‘Localisation’ is an expensive path to greater political corruption
The last time the Dorset village of Cerne Abbas played a part in national debate was in the 17th century, when — recent studies suggest — locals carved a rude chalk parody of Oliver Cromwell into a hillside. It failed to unsettle Cromwell, but the village may yet be the nemesis of another Oliver: Oliver Letwin, architect of the government’s pet policy of localism.
Cerne Abbas is one of 17 communities selected by the Department for Communities and Local Government to prepare a ‘neighbourhood plan’. This, theoretically, is the opposite of Labour’s top-down approach in which government planners in Whitehall or faceless and unelected ‘regional assemblies’ decided how land should be developed. The idea is that the community sits down and decides how many homes it wants built, how many should be affordable, and where they should go. So long as the plan is approved by 51 per cent of voters in a local referendum and does not break national and local planning policy, the local council would be obliged to follow it in making planning decisions.

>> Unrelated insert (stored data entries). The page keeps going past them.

Issue #415, opened 2020-07-06
Update map credits types


Gocnak:
Upon further reconsideration, the map credits types need some updating.

The AUTHOR type stays and becomes "anyone who worked on the map". It is implied with the order of the credits that the "top-most" name means the most important. For example, collaboration maps would list anyone who made a stage under this credit type.

CO_AUTHOR gets changes to become CONTRIBUTOR. These are people that gave assets, did very small work on the map, but still did work regardless to make the map. For example, people who made models out of the ramps, or provided original assets like textures to use for the map could be given this credit type.

TESTER stays exactly the same, and will be used to credit any testing whatsoever.

SPECIAL_THANKS stays exactly the same as well, and this is used for any miscellaneous credits, things like motivation or monetary support, etc.

On top of these changes, the credit entry should be updated to take in a small text field (varchar 255 should be good) for further explanation. This allows authors to be attributed to exactly what they made, or contributors for what exactly they contributed. For example, on a collaboration map, "author1" made stages 1, 3, and 5, so this text could be "Stages 1, 3, 5".

tsa96:
We should do some general cleanup of credits during this.
- There's some duplicate code in the various map credits related Angular components
- Currently during map credits updates the frontend sends PATCHs for *every* credit, even if unchanged.

tsa96:
This we absolutely want before map submission, so getting started on my current branch. Note we no longer use `varchar(x)` (not perf benefit over `text` in Postgres.

PR #471, opened 2021-02-04
Added ability to filter uploaded, favorited, in-library, and general maps

### LINKED ISSUE #265: Be able to filter uploaded maps
Add filter controls inside of the map upload status to easily filter results by name, status, etc

vindow:
Closes #265

Notable things:
- I added some commented out code in the frontend that will eventually need to be wired up to the backend when #415 is closed.
- The design for the search bar should be responsive at all the breakpoints (and between them). There are some slight tweaks that need to be made when the author search is added and I've added comments on what needs to be changed.
- The dropdown lists are populated based on the `MapUploadStatus` and `MomentumMapType` enums, but the proper display strings need to be added in `formatStatusEnum()` and `formatTypeEnum()` when new statuses/gamemodes are added. Same thing with `map-list-item-component` when a new status is added.
- I added different no map found messages for when there are no results but a search field was selected to reflect that there might be results with different search parameters.
- I updated the status descriptions on the `map-list-item` to be formatted without underscores.
- I changed onPageChange to just update `currentPage` and then recall `loadMap()`. I'm not entirely sure why the old function was written to call the router.
- The backened needed to be adjusted a little bit to accept `type` as a query parameter.


Hona:
Don't worry about the server tests failing, I reran it and it passes now. Theres a bit of a bug with the tests

client/src/app/pages/dashboard/maps/map-list/map-list.component.ts
```diff
@@ -136,4 +144,27 @@ export class MapListComponent implements OnInit {
...
+        return 'Public Testing';
+      case MapUploadStatus.READY_FOR_RELEASE:
+        return 'Ready for Release';
+      case MapUploadStatus.REJECTED:
+        return 'Rejected';
+      case MapUploadStatus.REMOVED:
+        return 'Removed';
+      default:
+        return this.statusEnum[key];
+    }
```
Gocnak: Could this exist in the MapUploadStatus interface as a method?

client/src/app/pages/dashboard/maps/map-list/map-list-item/map-list-item.component.ts
```diff
@@ -21,18 +21,48 @@ export class MapListItemComponent implements OnInit {
...
+        break;
+      case MapUploadStatus.REJECTED:
+        this.status = 'Rejected';
+        break;
+      case MapUploadStatus.REMOVED:
+        this.status = 'Removed';
+        break;
+      default:
+        this.status = this.statusEnum[this.map.statusFlag];
+    }
```
Gocnak, line 65: This should use the same code that map-list-component ends up using.

client/src/app/pages/dashboard/maps/map-list/map-list.component.ts
```diff
@@ -164,7 +195,36 @@ export class MapListComponent implements OnInit {
...
+      case MomentumMapType.BHOP:
+        return 'Bunny Hop';
+      case MomentumMapType.KZ:
+        return 'Climb (KZ/XC)';
+      case MomentumMapType.RJ:
+        return 'Rocket Jump';
+      case MomentumMapType.SJ:
+        return 'Sticky Jump';
+      case MomentumMapType.TRICKSURF:
+        // Is it Tricksurf, TrickSurf, or Trick Surf?
```
Gocnak, line 219: Just Tricksurf for now.

client/src/app/pages/dashboard/maps/map-list/map-list.component.ts
```diff
@@ -136,4 +179,61 @@ export class MapListComponent implements OnInit {
...
+      case MapUploadStatus.REJECTED:
+        return 'Rejected';
+      case MapUploadStatus.REMOVED:
+        return 'Removed';
+      default:
+        return MapUploadStatus[key];
+    }
+  }
+
+  formatTypeEnum(key: number) {
```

All this stems from the philosophy of Letwin, who besides being Cabinet Office minister is the local MP. Trust Nimbys to take decisions, goes the theory, and they will turn out not to be Nimbys at all: they will welcome development so long as they feel in control. Allow more decisions to be made locally and you won’t need the legions of remote quangos through which Labour governed the country: local government means less government.

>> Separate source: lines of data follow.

PR #472, opened 2021-02-05
Changed UserID type from number to string on frontend for GUID support

vindow:
Seems okay for now. I'll have to double check it when the rewrite backend gets expanded more.


Hona:
Thanks for the contribution!

PR #475, opened 2021-03-01
Fixed pagination issue upon removal of last map in library and favorites

### LINKED ISSUE #473: Removing maps from a library page does not move to another page
If the library contains multiple pages, and you remove all maps from one page,  the list does not update with the previous page(s) and instead shows as if there are no more maps to display, with no UI elements to allow the user to switch pages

But does anyone really think a majority of residents in a typical Home Counties village will vote for a social housing estate in their backyard? Some neighbourhood plans will support development, but these are more likely to be in suburbia where residents have spotted a chance to flog off their long gardens for blocks of flats — the ‘garden-grabbing’ that the government once sought to prevent.
As for the ‘less government’ part of the theory, neighbourhood plans would in fact appear to constitute an extra and extremely expensive tier of government. In common with the 16 other communities in the pilot scheme, Cerne Abbas has been given £20,000 to employ the lawyers and planning consultants which the ministry believes will be necessary to produce a legally watertight plan. That is for a village of 250 households whose parish council currently spends £12,000 a year. For the pilot scheme, central government is stumping up the cash, but if neighbourhood plans becomes a nationwide policy, communities will pay for their own. It is all very nice getting together in the village hall to draw some lines on a map, but would you pay nearly £100 in extra council tax for the privilege?
That localism carries a hefty price tag seems not to have occurred to the policy’s architects. Parish and town councils do not cost a great deal now, but that is because they have few powers and responsibilities, and rarely hold elections. For a parish of 100 households, an election can add £20 per household to council tax. If every village or every neighbourhood had to police its own planning regime, organise its own bin collections and resurface its own roads, then without economies of scale the costs would inevitably rise.
But cost isn’t the only objection. By delegating planning powers to too local a level the government risks creating a huge machine for corruption. The planning system can raise the value of agricultural land from £5,000 an acre to £1 million an acre or more at the stroke of a pen. Jim Speechley, former Conservative leader of Lincolnshire County Council, was caught out in 2004 trying to redraw the line of a bypass so that a four-acre field he owned would become development land, rising in value from £17,000 to £375,000. If planning decisions were to be made at parish or neighbourhood level we would end up with an entire countryside of South Ridings — councillors, like those in the recent BBC drama, who stand for election merely to line their own pockets with the proceeds of their decisions.
To make matters worse, the government has plans to abolish the Standards Board for England, the body set up by Labour to police the activities of councillors. While the government also wants to make it a criminal offence for councillors to fail to disclose personal interests when making planning decisions, this will be little defence against corruption — in many villages it would be impossible to find genuinely disinterested people because virtually everyone knows everyone else.
Localism is one of those political ideas which sounds vaguely virtuous, especially to an opposition party with a large number of councillors. But given the expense it will create and the corruption that it will encourage it is easy to wonder whether we are no better governed at arm’s length by anonymous officials in remote offices.